A serious attack can be successful even without a global win. Progress includes:
- A sharper decomposition with explicit interfaces.
- A stable invariant ledger with executable checks.
- Counterexamples that kill bad directions quickly.
- Smaller realizable subproblems with certified artifacts.
- Clear scope boundaries: what is solved, what is open, what assumptions are carrying risk.
This is the practical lesson from hard formal problems: progress is cumulative when claims are falsifiable and every failure leaves a reusable witness.
Even the toy game can contribute to that progress. A one-state winning strategy is a minimal positive artifact. The future-looking spec is a minimal negative witness for causality. Those small cases are not throwaway examples, they are calibration points for the whole attack method.
Put simply, hard problems have shapes. A shape is the practical pattern of the problem: who chooses actions, what must always hold, how long behavior runs, and where complexity explodes. Once that shape is written down, method choice becomes less ideological and more operational.
A compact plain-language shape checklist:
- Who are the players: system, environment, or both?
- What must hold: safety, progress, or both?
- Is time finite or infinite?
- What artifact counts as success: an implementation, a strategy, or a certificate?

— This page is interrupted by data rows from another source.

PR #2114, opened 2020-07-25
Send dev info: Show last update in pref summary

mueller-ma:


maniac103:
This is a nice idea. I'd move the observing to the pref itself though. I've pushed that change [here](https://github.com/maniac103/openhab.android/commits/item-update-log) together with a minor string change for your picking consideration ;-)

PR #2123, opened 2020-07-30
Fix blurred outline of switches with mapping

### LINKED ISSUE #1615: Outline of section switch blurred
Like the new rendering of the section switch. Really appreciate the work on improving the design of the app ;-)

Unfortunately a tiny flaw has been introduced from 2.9.9-beta to 2.9.10-beta:

The outline of the first and the last section is thicker than inner sections (and thicker than a single button switch). I think, it's even visible in your screenshots posted above. At least these detail picts show the issue. The "inner" sections (as well as the single button) have a **sharp thin outline** while the first and the last section have a **thicker/blurred** outline. Seems there is something different.

2 9 10-day
2 9 10-month
2 9 10-year

The effect is **clearly visible** here on two different tablets with different DPI. But on a Samsung phone (Galaxy S9) it's _not_ visible though. 
It's harder to see on the attached jpg-screenshots (same for your and mine jpg's ;-)), but immediately to notice on the _real_ devices display.

On the **2.9.9-beta it was rendered perfectly**.

_Originally posted by @curlyel in https://github.com/openhab/openhab-android/pull/1606#issuecomment-543746237_

mueller-ma:
Fixes #1615

### DIFF
--- a/mobile/src/main/res/values-mdpi/style.xml
+++ b/mobile/src/main/res/values-mdpi/style.xml
@@ -1,0 +1,6 @@
+<?xml version="1.0" encoding="utf-8"?>
+<resources>
+    <style name="openHAB.OutlineButton" parent="@style/Widget.MaterialComponents.Button.OutlinedButton">
+        <item name="strokeWidth">2dp</item>
+    </style>
+</resources>
--- a/mobile/src/main/res/values-mdpi/style.xml
+++ b/mobile/src/main/res/values-mdpi/style.xml
@@ -1,6 +1,0 @@
-<?xml version="1.0" encoding="utf-8"?>
-<resources>
-    <style name="openHAB.OutlineButton" parent="@style/Widget.MaterialComponents.Button.OutlinedButton">
-        <item name="strokeWidth">2dp</item>
-    </style>
-</resources>
--- a/mobile/src/main/java/org/openhab/habdroid/ui/LogActivity.kt
+++ b/mobile/src/main/java/org/openhab/habdroid/ui/LogActivity.kt
@@ -203,7 +203,7 @@ class LogActivity : AbstractBaseActivity(), SwipeRefreshLayout.OnRefreshListener
             "Device: ${Build.DEVICE}\n" +
             "Product: ${Build.PRODUCT}\n" +
             "OS: ${Build.VERSION.RELEASE}\n" +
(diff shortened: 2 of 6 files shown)


maniac103:
Will this not make the outline thicker on x(x)hdpi devices?

mueller-ma:
Yes, it does. Do you think it's too thick now on higher dpi devices?

maniac103:
I haven't tried yet, so I'll need to see ... but as IMHO the current look is perfect, I think I likely won't like it.
Ideal would be a hdpi-only override.

mueller-ma:
Interesting: `getResources().getDisplayMetrics().density` returns `1.0` on my device where I can reproduce this issue, so this is not only limited to densities, that have a non-integer factor.

maniac103:
That's your 1024x600 7" tablet, right? That one indeed is mdpi, in which case I don't understand why this is happening at all :-/

mueller-ma:
Quite correct: It's a 1024x552 7" tablet.

I added the display size and density to the log. I'd say we merge this and ask @curlyel and in the forum to check the outline switches now and then we can override the stroke width for other densities as well, if needed.

mobile/src/main/res/values-mdpi/style.xml
```diff
@@ -0,0 +1,6 @@
+<?xml version="1.0" encoding="utf-8"?>
+<resources>
+    <style name="openHAB.OutlineButton" parent="@style/Widget.MaterialComponents.Button.OutlinedButton">
+        <item name="strokeWidth">2dp</item>
```
maniac103, line 4: mdpi is inherited by higher densities if there is no explicit specification for those. I'd probably add this definition in the base styles, make it use a dimension value and set that to 2dp in the base value and 1dp in hdpi.

mueller-ma: TIL about the inheritance here.

curlyel:
> we merge this and ask @curlyel and in the forum to check the outline

Sure, happy to test! 
How to get a build which contains the merged commit? Just updating the beta app?

maniac103:
> How to get a build which contains the merged commit? Just updating the beta app?

Yes, the commit is part of the 2.13.19 beta release.

curlyel:
I can confirm, the outline it's no longer blurred here. The outline appears slightly thicker than before but it is sharp for all selections, see:

PR #2136, opened 2020-08-11
Improve strings related to event listener and dev id

mueller-ma:


mobile/src/main/res/values/strings.xml
```diff
@@ -286,7 +286,7 @@
 
     <!-- Device identifier -->
     <string name="device_identifier_title">Device identifier</string>
-    <string name="device_identifier_prefix_voice"><![CDATA[Prefix voice commands with \'<Device identifier>|\']]></string>
+    <string name="device_identifier_prefix_voice">Prefix voice commands with the device identifier followed by a vertical bar</string>
```
mueller-ma, line 289: `<` and `>` caused Crowdin to see `Device identifier` as untranslatable string.

maniac103: Damn, I missed this. I really don't like the new string, as it's significantly less understandable than the old one. Did you try writing < and > in HTML syntax (`&lt;` and `&gt;`) instead of using CDATA?

mueller-ma: No, I didn't try that, but it should work. Can you open a new PR for this?

maniac103: Yeah, as soon as I'm near a PC again (likely Monday).

mueller-ma: In this case I opened a PR: #2142

mueller-ma: It's still recognized as xml tag, but I added a comment that is shown in Crowdin.

PR #2142, opened 2020-08-14
Improve device identifier string

mueller-ma:
See https://github.com/openhab/openhab-android/pull/2136#pullrequestreview-464926327


maniac103:
Did you check whether it works, IOW, looks correct when running the app? If so, LGTM!

PR #579, opened 2018-06-20
Model size report utility

qtothec:
## Summary/Motivation:
Adds a model statistics reporting utility, along with a working definition of what it means to be "active" in the context of Pyomo.GDP.

### Legal Acknowledgement


pyomo/util/model_size.py
```diff
@@ -0,0 +1,155 @@
...
+            Disjunct, descend_into=block_like))
+    report.overall.constraints = sum(
+        1 for c in model.component_data_objects(
+            Constraint, descend_into=block_like))
+    report.overall.nonlinear_constraints = sum(
+        1 for c in model.component_data_objects(
+            Constraint, descend_into=block_like)
+        if c.body.polynomial_degree() not in (1, 0))
+
+    report.warn = Container()
```
jsiirola: I think I like "warnings" as opposed to "warn"

pyomo/util/model_size.py
```diff
@@ -0,0 +1,155 @@
...
+        active_constraints.update(new_active_constraints)
+
+    active_vars.update(
+        var for constr in new_active_constraints
+        for var in EXPR.identify_variables(
+            constr.body, include_fixed=False))
+    active_vars.update(
+        disj.indicator_var for disj in active_disjuncts)
+
+    report.active = Container()
```
jsiirola: I worry about using "active" because of the potential of confusion between "active constraints" (where value(body) is at a bound) and "activated constraints" (i.e., not deactivated).  What do you think of renaming this "activated"?

pyomo/util/tests/test_model_size.py
```diff
@@ -0,0 +1,147 @@
...
+        m.z.fix(3)
+        m.c = Constraint(expr=m.x ** 2 == 4)
+        m.c2 = Constraint(expr=m.x / m.y == 3)
+        m.c3 = Constraint(expr=m.x * m.z == 5)
+        m.c4 = Constraint(expr=m.x * m.y == 5)
+        m.c4.deactivate()
+        model_size = build_model_size_report(m)
+        self.assertEqual(model_size.active.nonlinear_constraints, 2)
+        self.assertEqual(model_size.overall.nonlinear_constraints, 3)
+
```
blnicho: Could you add a test with indexed variables and constraints?

pyomo/util/model_size.py
qtothec: That makes sense.

pyomo/util/tests/test_model_size.py
qtothec: Yes, in the process of activating the previously skipped eight-process-problem test.

PR #582, opened 2018-06-20
Improper basic steps implementation

qtothec:
## Summary/Motivation:
This PR introduces the ability to handle improper basic steps to the basic steps implementation in Pyomo.GDP. Tests are also added to exercise this ability.

Depends on #581 because of testing example.

### Legal Acknowledgement


pyomo/gdp/basic_step.py
```diff
@@ -26,10 +30,23 @@ def _pseudo_clone(self):
...
 
 
-def apply_basic_step( disjunctions ):
+def _squish_singletons(tuple_iter):
+    """Squish all singleton tuples into their non-tuple values."""
+    for tup in tuple_iter:
+        if len(tup) == 1:
+            yield tup[0]
+        else:
+            yield tup
```
jsiirola: Why not use `flatten_tuple`?

pyomo/gdp/basic_step.py
```diff
@@ -57,12 +74,20 @@ def apply_basic_step( disjunctions ):
...
                     continue
                 tmp.del_component(k)
                 ans.disjuncts[idx].src[i].add_component(k,v)
+        # Copy in the constraints corresponding to the improper disjunctions
+        ans.disjuncts[idx].improper_constraints = ConstraintList()
+        for constr in constraints:
+            for indx in constr:
+                ans.disjuncts[idx].improper_constraints.add(
+                    (constr[indx].lower, constr[indx].body, constr[indx].upper)
+                )
```
jsiirola: Does it make sense to give the user an option to deactivate the original constraint after applying the basic step?

qtothec: Do I not deactivate the original constraint? If so, that's an oversight on my part.

pyomo/gdp/basic_step.py
qtothec: Actually, looking at what `flatten_tuple` does, we only want to flatten it if it's a singleton. That is, `((0, 0), (0, 1), (0, 2))` is fine, but when only one disjunction is participating, it becomes `((0,), (1,), (2,))`, which is problematic as input to `initialize=` for `Set(dimen=1)`.

PR #485, opened 2018-05-15
Add quotes around paths in cplex script file

ghackebeil:
Avoids issues with spaces in path names.

### Legal Acknowledgement

By contributing to this software project, I agree to the following terms and conditions for my contribution:

1. I agree my contributions are submitted under the BSD license.
2. I represent I am authorized to make the contributions and grant the license. If my employer has rights to intellectual property that includes these contributions, I represent that I have received permission to make contributions and grant the required license on behalf of that employer.

PR #586, opened 2018-06-22
Additional fixes for spaces in cplex file names

### LINKED ISSUE #480: Blank space in project path leads to wrong file type in CPLEX
When path to python file is '/Users/XXX/Desktop/…/Pyomo Spam/eggs.py' 
(blank space after …/Pyomo)

CPLEX will throw an error containing:

`Logfile '/Users/XXX/Desktop/…/Pyomo' open.
CPLEX> Cannot interpret file type.`

when path is  '/Users/XXX/Desktop/…/Pyomo_Spam/eggs.py'  it works.

But when path to python file is '/Users/XXX/Desktop/…/Pyomo Spam/e g g s.py' so when the file itself contains the spacing, no problems occur.

jsiirola:
## Summary/Motivation:
This resolves a regression introduced in #485 that broke our CPLEX interface for versions prior to 12.8.  Prior to 12.8, cplex did not allow quote characters in file names.

- Only quote file names if there are spaces in the name *and* the CPLEX version is >= 12.8
- Raise an (informative) exception when spaces are detected in file names with older versions of cplex. 

### Legal Acknowledgement


qtothec:
We may want to consider emitting a warning when there's non-alphanumeric characters in the path name for CPLEX: https://stackoverflow.com/questions/50939777/cant-use-cplex-as-solver-when-using-pyomo/50941197

pyomo/solvers/plugins/solvers/CPLEX.py
```diff
@@ -185,6 +185,17 @@ def _presolve(self, *args, **kwds):
...
+                if self.version()[:2] >= (12,8):
+                    if '"' not in self._warm_start_file_name:
+                        self._warm_start_file_name \
+                            = '"'+self._warm_start_file_name+'"'
+                else:
+                    raise ValueError(
+                        "Space detected in CPLEX warm start file path/name and "
+                        "CPLEX older than version 12.8.  Please either upgrade "
+                        "CPLEX or remove the space from the warm start path.")
+
```
carldlaird: Are there not standard library methods to do this correct quoting? (A simple googling resulted in me not seeing anything, but I find that pretty strange.) Thoughts?

carldlaird: Do quotes work in Linux, or is this just windows? Linux needs escapes, right?

carldlaird: It seems that the assumption is, if there is any quote in the path, then we are going to trust the user. Is that correct?

carldlaird: Each of these cases appears to be almost the same code pasted 4 times. Can we make a function that returns a "quoted_path_if_necessary" instead of copy/paste code?

jsiirola:
@qtothec - yes: it is probably a good idea to trap any Unicode characters, too. I am not sure if CPLEX supports them (even in 12.8). What is worse is that I don’t have any way to test it.

pyomo/solvers/plugins/solvers/CPLEX.py
jsiirola: I don’t know of one

jsiirola: The original fix was developed by @ghackebeil, I assume in Linux. I don’t have access to 12.8, so cannot test the quotes.

jsiirola: Yes. Given @qtothec’s comment, I am going to rewrite the test to disallow anything other than `a-zA-Z0-9.-_`, plus spaces in 12.8+. I think I will only allow quotes as the first and last character.

qtothec:
Also, is there an easier way of telling people to temporarily change the `tmpdir` without having them play with `pyutilib`?

jsiirola:
@carldlaird: I believe everything in your review has been addressed.  Please re-review. The helper function is fully-tested.  The remainder is not tested due to cplex not being available on Travis/Appveyor

jsiirola:
Merging - the only check failure is the diff coverage, which is due to unavailable licensed solvers (cplex).

PR #587, opened 2018-06-22
Adds a missing import to core.base.symbolic

qtothec:
## Summary/Motivation:
Adds a missing import. Without it, this line doesn't work: https://github.com/qtothec/pyomo/blob/f19bb51225d8a0597ac93d177a33a581d48ca063/pyomo/core/base/symbolic.py#L200

### Legal Acknowledgement


qtothec:
I would if I knew how to construct something that would trigger it instead of running into it with a large model.

PR #590, opened 2018-06-23
Fix to solver tempfiles

ghackebeil:
Recently, I noticed that a massive amount of temporary .row and .col solver files were left around in the working directory after running solver tests. The cause of this was twofold:

 1. When an NL-file based solver was used, we were actually never adding the .row and .col files to the TempfileManager.
 2. The recently added `pyomo.contrib.trustregion.PyomoInterface.PyomoInterface` class definition (which gets imported with `pyomo.environ`) includes the line `TempfileManager.tempdir = "."` at the class scope. As a result, the default tempdir for anyone who imports `pyomo.environ` is now `.`.

Issue (1) has existed since the beginning of time, and issue (2) made it easily observable.

This PR fixes (1) and also include a small improvement to GUROBI.py that avoids creating a file to extract the solver version, which was also not being cleaned up in most cases.

I think someone should commit a fix for (2) as part of this PR.

### Legal Acknowledgement

### DIFF
--- a/pyomo/contrib/trustregion/PyomoInterface.py
+++ b/pyomo/contrib/trustregion/PyomoInterface.py
@@ -1,7 +1,6 @@
 import os
 import numpy as np
 from pyutilib.math import infinity
-from pyutilib.services import TempfileManager
 from pyomo.common.modeling import randint, unique_component_name
 from pyomo.core import Block, Var, Param, Set, VarList, ConstraintList, Constraint, Objective, RangeSet, value, ConcreteModel, Reals, sqrt, minimize, maximize
 from pyomo.core.expr import current as EXPR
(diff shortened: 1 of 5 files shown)


qtothec:
I'm not as familiar with the solver system as @gseastream. Quick question, though: what's the idea with `pyomo.contrib.PyomoInterface.PyomoInterface`? I don't see it in contrib.

ghackebeil:
Sorry, I left out "trustregion".

ghackebeil:
There seems to be a py2-style print statement breaking py3 builds.

jsiirola:
@ghackebeil: DOH.  That said, this is why I make debugging statements be 2.7-only (so that Travis reminds me to remove them...).  We should be good now.

PR #593, opened 2018-06-27
Change GAMS writer ctype checking

### LINKED ISSUE #340: GAMS writer problem: Unallowable component ContinuousSet
1.- When using expressions and exporting the model to GAMS, there are some issues with the final expressions. @jsiirola 
GAMS error: "More than one operator in a row. You need to use parenthesis"
Two examples: 
Y = 4000 + - T + 2000
(2*x)** -0.5
pyomo returns "*** Status: Compilation error(s)" errors from GAMS could be useful to understand the issue.

2.- Importing a model using DAE tools is not working (@blnicho):
RuntimeError: Unallowable component(s) ContinuousSet.
The GAMS writer cannot export models with this component type

Regards,
Miguel

gseastream:
## Summary/Motivation:
We want the writers to be able to write models whenever possible and only throw an error when they get a model that doesn't make sense to them. This implements the checks that the GAMS writer needs in order to know if it can write the provided model: are there strange things in active constraints, or are there strange active components that are active on the model.

- Check the model at the beginning for any active components it isn't expecting
- Check everything the constraint walker sees to see if it is a `Var`, `Param`, `Expression`, or `Objective`
- Check that everything in active constraints are on the same model as the model passed to the writer
- Add `is_component_type` method to NumericValues so we know to expect a `type()` method
- Add standard sets of components that writers in general can use to reference allowable components
- Other minor cleanup and improvements
- Tests

### Legal Acknowledgement


gseastream:
There is only one failing test, and it's a bit of a dilemma. It's [this test](https://github.com/Pyomo/pyomo/blob/67a12983ad2ba9babd67627ea4a3f41c4ff01095/pyomo/repn/tests/gams/test_gams.py#L124), which uses the following model:

```python
def test_var_on_nonblock(self):
    class Foo(Block().__class__):
        def __init__(self, *args, **kwds):
            kwds.setdefault('ctype',Foo)
            super(Foo,self).__init__(*args, **kwds)

    model = ConcreteModel()
    model.x = Var()
    model.other = Foo()
    model.other.a = Var()
    model.c = Constraint(expr=model.other.a + 2*model.x <= 0)
    model.obj = Objective(expr=model.x)
    self._check_baseline(model)
```

The error comes when the writer checks all active components for things it expects, and the ctype `Foo` is not something it expects. Going by our discussion, I don't think we should expect the writer to be ok with an active `Foo` block, since this is basically the same issue as a Disjunct that hasn't been transformed. I see that @whart222 added this test, but I don't think this should pass as is. Thus, how should we proceed? Two options I see are we either remove the test or deactivate the Foo.

qtothec:
Are there bad side-effects to deactivating the Foo?

gseastream:
In this example, the only thing on it is the variable and the constraint should still be able to reference variables on deactivated blocks. To me it feels like if this were some component in need of a transformation, Foo would either be reclassified or deactivated, and since the name of the test implies being able to find variables on non blocks, we should deactivate it instead of reclassifying it. I'm just wondering if that's what we want out of this test.

gseastream:
I found out there were some deactivated tests lower in that file that used to assert that some errors were raised. Two of those tests, `test_var_on_other_model` and `test_var_on_deactivated_block`, were made to expect `KeyErrors`, but they were also located above in the activated tests and did not expect those errors. Similarly, the `test_var_on_nonblock` test was also in those deactivated tests and expected a `RuntimeError`. Since that is back to being the normal behavior, I elected to remove the Foo test from above and the failing KeyError tests from below and reactivate the RuntimeError Foo test. Let me know if this was the wrong move.

Another question comes from this though: are writers supposed to error when they find vars on deactivated blocks, non-blocks, or other models? Or does this fall under the issue that our writers all behave differently?

qtothec:
@gseastream That last question is encompassed within the "active" discussion that we had.

jsiirola:
(Catching up here) @gseastream: Removing the old "`Foo`" ctype test is the right thing: It doesn't matter what "Foo" has on it, by declaring itself to have a different `ctype`, Foo is explicitly stating that it is *not* a normal Block.  The GAMS writer should not assume that it knows how to handle it and should (correctly) raise an exception.

As for the question of Vars on deactivated things / not on the model...  I would propose that we move to the "@carldlaird worldview" and allow it, with the possible exception of Vars not in the same storage tree as the model (that is, `var.model() is instance.model()` should be True, whether or not `instance is instance.model()` is True.

gseastream:
@jsiirola I added an error to be thrown if it finds vars that don't have the same parent model as the model that was passed to write. Unfortunately this had to go pretty late in the function where it is looping through all the variables it already found and building the bounds statements for them. Due to the current api of the expression walker, there is no reference to the model that was passed to write in the visiting functions, so (if I'm not wrong) there is no way to do this check while we are walking the expressions. This might be fine, but there are 2 issues:

1. We could save a lot of time if we were able to throw the error sooner since we could throw it as soon as we came across the bad variable, instead of waiting to compute all the constraints.
2. This still allows you to have an Expression defined on a different model and used within a constraint on the correct model, as long as that outside Expression only contains vars from the correct model. Meaning, the following example will work:

```python
from pyomo.environ import *
from six import StringIO

m = ConcreteModel()
other = ConcreteModel()
m.x = Var()
other.e = Expression(expr=m.x + 2)
m.c = Constraint(expr=other.e == 5)
m.o = Objective(expr=m.x)
os = StringIO()
m.write(os, format="gams", io_options=dict(symbolic_solver_labels=True))
print(os.getvalue())
```

Which contains:
```
EQUATIONS
	c
	o;

VARIABLES
	GAMS_OBJECTIVE
	x;

c.. (x + 2) =e= 5.0 ;
o.. GAMS_OBJECTIVE =e= x ;
```

jsiirola:
@gseastream - this makes sense.  Things like the `Expression` issue you point out highlight why I think I am in favor of not worrying about *where* non-activatable components are stored (including Expressions / Vars / Params).  However, in the neat term, I think that keeping the check in is probably a good thing -- at the very least, it is an example of what would be required for the other writers.

As for where we check the Vars, I actually prefer checking after they are collected: most variables appear in multiple expressions, so by deferring the check we will only check each var once.  Also, we can work on making the check more efficient (i.e., passing as soon as we encounter a block that we have seen before and thereby avoiding walking all the way to the top of the hierarchy every time).

We will need to check Expressions (and Params) in the expression walker.  I think the best thing there is to just create a derived walker that stores the model on the walker as part of the `__init__()`.

pyomo/repn/plugins/gams_writer.py
```diff
@@ -104,15 +119,122 @@ def visiting_potential_leaf(self, node):
...
+                raise RuntimeError(
+                    "Found an 80,000+ character string with no spaces")
+            i -= 1
+        new_lines += line[:i] + '\n'
+        line = line[i + 1:]
+    new_lines += line
+    return new_lines
+
+
+def check_on_model(model, comp):
```
jsiirola: Why not make this a class?  Then it can store a ComponentSet of known blocks... it can initialize the ComponentSet with the model and all the model's parents.  Then `check_on_model` only has to check the object's parent_block().  If it is not in the set, walk up the hierarchy an collect "new" blocks.  If you encounter one that is in the ComponentSet, then add everything you've run across to the Set and return True; else if you get to the root without finding anything in the Set, throw the list of collected blocks away and return False.

pyomo/repn/plugins/gams_writer.py
```diff
@@ -327,29 +448,20 @@ def _write_model(self,
...
-        # HACK: Temporary check for Connectors in active constriants.
-        # This should be removed after the writer is moved to an
-        # explicit GAMS-specific expression walker for generating the
-        # constraint strings.
-        has_Connectors = Connector in model_ctypes
+        valid_ctypes = set([Block, Constraint, Objective, Suffix])
+        invalids = set()
+        for t in (model_ctypes - valid_ctypes):
+            if issubclass(t, ActiveComponent):
+                invalids.add(t)
```
jsiirola: It is not invalid to have a Component derived from an ActiveComponent on the model, as long as it is deactivated.  I think you need to go through your list of ctypes here and collect the list of active components.  If that list is empty, all is good -- otherwise throw the error.

gseastream: I think this is already doing what you want. I use `model_ctypes = model.collect_ctypes(active=True)` to collect all the active ctypes on the model, and I subtract `valid_ctypes` which is the set of active ctypes I am ok with. Then I go through what remains and if anything in there is an `ActiveComponent`, that means there is an active component on the model that is not deactivated and should be, so I throw an error.

pyomo/repn/plugins/gams_writer.py
gseastream: Good idea. Blocks are hashable though, so is there any reason not to just use a normal set?

pyomo/repn/tests/gams/test_gams.py
```diff
@@ -195,26 +172,10 @@ def test_var_on_other_model(self):
...
-        model.other.deactivate()
-        model.c = Constraint(expr=model.other.a + 2*model.x <= 0)
-        model.obj = Objective(expr=model.x)
-
-        baseline_fname, test_fname = self._get_fnames()
-        self._cleanup(test_fname)
-        self.assertRaises(
-            KeyError,
-            model.write, test_fname, format='gams' )
-        self._cleanup(test_fname)
```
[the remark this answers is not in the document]
gseastream: The test is still active, it is higher in the file and we test that it works.

pyomo/repn/plugins/gams_writer.py
```diff
@@ -92,6 +92,21 @@ def visiting_potential_leaf(self, node):
         if node.__class__ in native_types:
             return True, str(node)
 
+        # Make sure all components in active constraints are basic ctypes we
+        # know how to deal with. This means anything with a type() method must
+        # be one of the following allowable types.
+        if hasattr(node, "type"):
```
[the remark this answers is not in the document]
gseastream: Where you say "At this point, this had better be a Pyomo type", we can still get `NumericConstant` types here, and those do not have a `type()` method. Is this contrary to what you expected? And what do you then think should be done about that?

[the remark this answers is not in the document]
jsiirola: Hmm - that is contrary to what I expected.  I think I would be in favor of adding `type()` to `NumericConstant`.  Thoughts, @whart222?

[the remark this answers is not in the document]
whart222: I think that adding type() would be confusing, since this is a component type ... and NumericConstants are not components.  I think it's sensible to check for is_expression_type() as John suggests, and avoid calling this function.  (More generally, I've seen several posts about Python that suggest that developers avoid the use of hasattr(), since it's behavior is not as reliable as you might guess.)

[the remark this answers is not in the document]
gseastream: So currently, the following code will not work:

```python
def visiting_potential_leaf(self, node):
    """
    Visiting a potential leaf.

    Return True if the node is not expanded.
    """
    if node is None:
        return True, None

    if node.__class__ in native_types:
        return True, str(node)

    if node.is_expression_type():
        # we will descend into this, so type checking will happen later
        return False, None

    # At this point, this should be a Pyomo type because native types and 
    # expressios have already been filtered, so make sure all components in
    # active constraints are basic ctypes we know how to deal with.
    if self.ctype(node) not in (Var, Param, Expression, Objective):
        raise RuntimeError(
            "Unallowable component '%s' of type %s found in an active "
            "constraint or objective.\nThe GAMS writer cannot export "
            "expressions with this component type."
            % (node.name, self.ctype(node).__name__))
    if self.ctype(node) in (Param, Expression, Objective):
        # For these, make sure it's on the right model. We can check
        # Vars later since they don't disappear from the expressions
        self.treechecker.on_tree(node)

    if node.is_variable_type():
        if node.fixed:
            return True, str(value(node))
        label = self.smap.getSymbol(node)
        return True, label

    return True, str(value(node))

def ctype(self, comp):
    if isinstance(comp, IComponent):
        return comp.ctype
    else:
        return comp.type()
```

Are you saying we should just change the `ctype` helper function to do this, and also allow `NumericConstant` in the list above?

```python
def ctype(self, comp):
    if isinstance(comp, IComponent):
        return comp.ctype
    elif isinstance(comp, Component):
        return comp.type()
    else:
        return type(comp)
```

gseastream:
@jsiirola @whart222 This should be ready for review (again). I've updated the PR description to include more of the changes I have added, the more recent of which are the new `is_component_type` method on NumericValues and having a standard `valid_ctypes_minlp` set in `problem_utils.py`, both of which came from my conversation with Bill about proper standard practice the writers should exhibit.

pyomo/repn/plugins/gams_writer.py
```diff
@@ -92,27 +94,155 @@ def visiting_potential_leaf(self, node):
...
-        if not node.is_expression_type():
-            return True, str(value(node))
+        return True, str(value(node))
 
-        return False, None
+    def ctype(self, comp):
+        if isinstance(comp, IComponent):
+            return comp.ctype
+        else:
+            return comp.type()
```
jsiirola: What is the point of the `ctype()` helper function?  What case are you catching here?

pyomo/repn/plugins/problem_utils.py
```diff
@@ -8,284 +8,8 @@
...
-                lt = len(t)
-                if lt > 0:
-                    Cnz.append(cndx)
-                    nt += 1
-            if nt > 0:
-                Con1.append(key)
-            C._Cnz = Cnz
-        model.Cnontriv = Con1
+valid_expr_ctypes_minlp = {Var, Param, Expression, Objective}
+valid_active_ctypes_minlp = {Block, Constraint, Objective, Suffix}
```
jsiirola: This file doesn't really belong here.  The "plugins" directory should hold plugin implementations.  Common utilities like this should be elsewhere.

pyomo/repn/plugins/gams_writer.py
gseastream: For kernel components, it's a property called `ctype`. For regular components, it's a method called `type()`.

jsiirola: OK.  @ghackebeil: why is there this inconsistency?  Should we move `core.base` to also define a `ctype` property?  Move both to have a `ctype()` method?  I for one never liked the move from a `ctype` attribute to a `type()` method because it doesn't return the `type`, but rather the effective component type.  This is highlighted by the developers referring to it as `ctype` in conversation.

Regardless, I think we are good to merge and should move this discussion to an Issue / subsequent PR.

- Where is the likely bottleneck: state growth, determinization, game solving, or composition?
Method adjustment then follows evidence:
- If full expressiveness is too costly, restrict logic.
- If search explodes, bound implementation size and iterate bounds.
- If global solving stalls, decompose with assume-guarantee interfaces.
- If failures are mostly timeouts, switch representation to recover informative falsifiers.
This turns method selection into a portfolio process: start with one method, keep witness artifacts, and pivot when progress metrics flatten.
References (starting points)
- Alonzo Church, Application of Recursive Arithmetic to the Problem of Circuit Synthesis (Cornell Summer Institute talks, 1957; published in 1960 summaries).
- J. Richard Büchi and Lawrence H. Landweber, Solving Sequential Conditions by Finite-State Strategies, Trans. Amer. Math. Soc. 138 (1969), 295-311. DOI: https://doi.org/10.1090/S0002-9947-1969-0280205-0
- Amir Pnueli and Roni Rosner, On the Synthesis of a Reactive Module, POPL 1989. DOI: https://doi.org/10.1145/75277.75293
- Roderick Bloem, Barbara Jobstmann, Nir Piterman, Amir Pnueli, Yaniv Sa’ar, Synthesis of Reactive(1) Designs, Journal of Computer and System Sciences 78(3), 2012. DOI: https://doi.org/10.1016/j.jcss.2011.08.007
- Bernd Finkbeiner and Sven Schewe, Bounded Synthesis, STTT 15, 2013.